We have seen above that when you apply Bayes Theorem to work out P(t|X), the posterior distribution of the parameter t given the observation X, the resulting posterior distribution on t makes X at least as probable in hindsight as it was according to the prior, and that you have equality only if almost every parameter given non-zero weight by the prior produces the same probability for X.
One obvious application for this would be to repeatedly reapply Bayes theorem using only a single observation. This would not produce a valid posterior, but would converge to a distribution on the parameters (locally) maximising the likelihood of the observation. I cannot, however come up with an application in which this is practical.
Another application is more theoretical. Suppose that we wish to prove that a hidden Markov model is not equivalent to a Markov model of any finite order. Consider a sequence of identical observations. If the underlying model is Markov of order k, then the probability that the next observation in the sequence follows the pattern, given the previous n ≥ k observations, is the same for all such n, because by definition the probability distribution of a kth order Markov model depends only on the last k observations.
Now consider a hidden Markov model with a single parameter t. We start off with a prior distribution on t, and re-estimate this to predict the next observation, given the observations so far.

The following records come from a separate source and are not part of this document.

PR #7937, opened 2025-04-08
Deprecate `DialogModuleMethod` in core-electron

GytisCepk:
All methods using this were deprecated in https://github.com/iTwin/itwinjs-core/pull/4533 and removed recently.

### DIFF
--- a/core/electron/src/common/ElectronIpcInterface.ts
+++ b/core/electron/src/common/ElectronIpcInterface.ts
@@ -15,5 +15,6 @@ export const electronIpcStrings = {
 
 /** Asynchronous methods of dialog module in an Electron app.
  * @beta
+ * @deprecated in 5.0. Use `Electron.Dialog` from `electron` instead.
  */
 export type DialogModuleMethod = AsyncMethodsOf<Electron.Dialog>;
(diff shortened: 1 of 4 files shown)


ben-polinsky (approved):

core/electron/src/common/ElectronIpcInterface.ts
```diff
@@ -15,5 +15,6 @@ export const electronIpcStrings = {
 
 /** Asynchronous methods of dialog module in an Electron app.
  * @beta
+ * @deprecated in 5.0. Use `Electron.Dialog` from `electron` instead.
```
aruniverse, line 18: Since the API is beta, should we just remove it?

GytisCepk: I don't think anyone is using this, so no one would notice it's removal. 

That being said, I would like to follow our deprecated -> remove process as much as possible. As this is just a TS type, there is no maintenance required here.

aruniverse: Ok thats fine, but just keep in mind the deprecation policy is targeted mainly towards public apis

Since all the observations are identical, this is the same calculation as repeatedly applying a Bayes pass to a single observation, and the probability that the next observation follows that pattern cannot decrease. In fact, it must increase unless our distribution on the possible parameter values, given the observations so far, produces the same prediction for almost all parameter values given positive weight.
As an example consider a hidden Markov model with a single parameter, initially set to the difference between two random variables, both Poisson with parameter 1. To produce each observation, we look at the value of the parameter. If it is below zero, we increment the value of the parameter by another sample from a Poisson random variable and output 0. If it is above zero, we decrement the parameter by the value of a random sample from the same distribution and output 1. If it is equal to zero we toss a coin and then either output 0 and increment or output 1 and decrement.
The prior probability on our observation puts positive weight on every integer. After seeing a 0 or one, we cannot absolutely rule out any integer, because of the perturbation introduced by incrementing or decrementing the hidden variable by a Possion random variable. Furthermore, the range of values in play produces different predictions for the next obseration. So if we observe an indefinate stream of zeros, the probability that the next observation is also a zero increases at each setp. Therefore the process is not Markov of any finite order: it is irretrievably hidden Markov.